Start of DATA EXTRACTS

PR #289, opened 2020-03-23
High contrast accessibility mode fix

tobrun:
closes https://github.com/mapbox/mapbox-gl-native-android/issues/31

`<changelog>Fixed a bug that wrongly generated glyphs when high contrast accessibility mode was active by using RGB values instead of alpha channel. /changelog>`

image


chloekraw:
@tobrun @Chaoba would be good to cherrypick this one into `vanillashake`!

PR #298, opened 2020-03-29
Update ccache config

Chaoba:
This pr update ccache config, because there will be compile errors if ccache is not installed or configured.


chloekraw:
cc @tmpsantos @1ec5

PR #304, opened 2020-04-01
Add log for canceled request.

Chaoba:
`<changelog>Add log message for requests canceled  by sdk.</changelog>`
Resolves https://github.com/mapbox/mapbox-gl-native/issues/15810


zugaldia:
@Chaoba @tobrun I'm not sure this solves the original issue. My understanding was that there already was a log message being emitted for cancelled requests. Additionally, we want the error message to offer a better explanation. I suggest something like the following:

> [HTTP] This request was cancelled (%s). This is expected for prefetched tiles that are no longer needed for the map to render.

End of DATA EXTRACTS
Start of DATA EXTRACTS

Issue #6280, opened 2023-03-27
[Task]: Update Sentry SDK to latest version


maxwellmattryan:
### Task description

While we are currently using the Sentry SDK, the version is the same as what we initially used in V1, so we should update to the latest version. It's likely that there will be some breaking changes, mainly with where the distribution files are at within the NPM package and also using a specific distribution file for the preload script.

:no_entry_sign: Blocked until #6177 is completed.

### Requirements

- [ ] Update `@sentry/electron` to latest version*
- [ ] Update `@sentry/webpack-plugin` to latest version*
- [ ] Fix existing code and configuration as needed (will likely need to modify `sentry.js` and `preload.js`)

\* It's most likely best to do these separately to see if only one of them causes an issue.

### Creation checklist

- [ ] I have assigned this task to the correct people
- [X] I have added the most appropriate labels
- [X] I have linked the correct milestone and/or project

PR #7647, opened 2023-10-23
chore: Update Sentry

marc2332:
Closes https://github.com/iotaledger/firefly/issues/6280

End of DATA EXTRACTS
Start of DATA EXTRACTS

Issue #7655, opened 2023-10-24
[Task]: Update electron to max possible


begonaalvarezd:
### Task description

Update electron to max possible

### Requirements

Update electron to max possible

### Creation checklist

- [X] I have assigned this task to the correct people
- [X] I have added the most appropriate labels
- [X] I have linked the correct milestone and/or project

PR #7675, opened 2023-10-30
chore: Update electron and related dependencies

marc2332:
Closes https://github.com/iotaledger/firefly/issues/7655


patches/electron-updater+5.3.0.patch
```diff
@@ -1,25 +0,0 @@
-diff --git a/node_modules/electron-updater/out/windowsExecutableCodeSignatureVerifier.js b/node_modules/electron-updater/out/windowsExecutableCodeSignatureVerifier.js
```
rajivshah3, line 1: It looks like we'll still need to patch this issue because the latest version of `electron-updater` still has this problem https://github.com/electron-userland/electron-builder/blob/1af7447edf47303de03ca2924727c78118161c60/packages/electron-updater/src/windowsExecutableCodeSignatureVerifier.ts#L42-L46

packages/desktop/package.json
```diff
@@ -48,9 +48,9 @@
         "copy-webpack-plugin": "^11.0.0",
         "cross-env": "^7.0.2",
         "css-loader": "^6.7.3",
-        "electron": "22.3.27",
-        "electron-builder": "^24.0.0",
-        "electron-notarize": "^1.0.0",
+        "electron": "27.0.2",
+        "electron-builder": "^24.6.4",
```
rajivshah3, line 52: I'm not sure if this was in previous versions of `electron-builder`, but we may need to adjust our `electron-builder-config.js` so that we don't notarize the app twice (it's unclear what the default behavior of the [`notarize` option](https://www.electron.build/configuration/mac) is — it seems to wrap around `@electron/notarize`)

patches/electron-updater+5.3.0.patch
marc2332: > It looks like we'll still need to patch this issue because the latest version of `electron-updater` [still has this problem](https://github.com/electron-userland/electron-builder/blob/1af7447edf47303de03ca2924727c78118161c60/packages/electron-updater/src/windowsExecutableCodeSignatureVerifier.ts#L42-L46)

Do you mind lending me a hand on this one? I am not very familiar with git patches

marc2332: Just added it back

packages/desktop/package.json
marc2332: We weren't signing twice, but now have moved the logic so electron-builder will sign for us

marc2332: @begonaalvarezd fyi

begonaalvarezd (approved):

End of DATA EXTRACTS

▶ [TASK BRIEF] Your answer should consist of the lines from the listing that hold the word "native".

▶ [THE ANSWER]
closes https://github.com/mapbox/mapbox-gl-native-android/issues/31
Resolves https://github.com/mapbox/mapbox-gl-native/issues/15810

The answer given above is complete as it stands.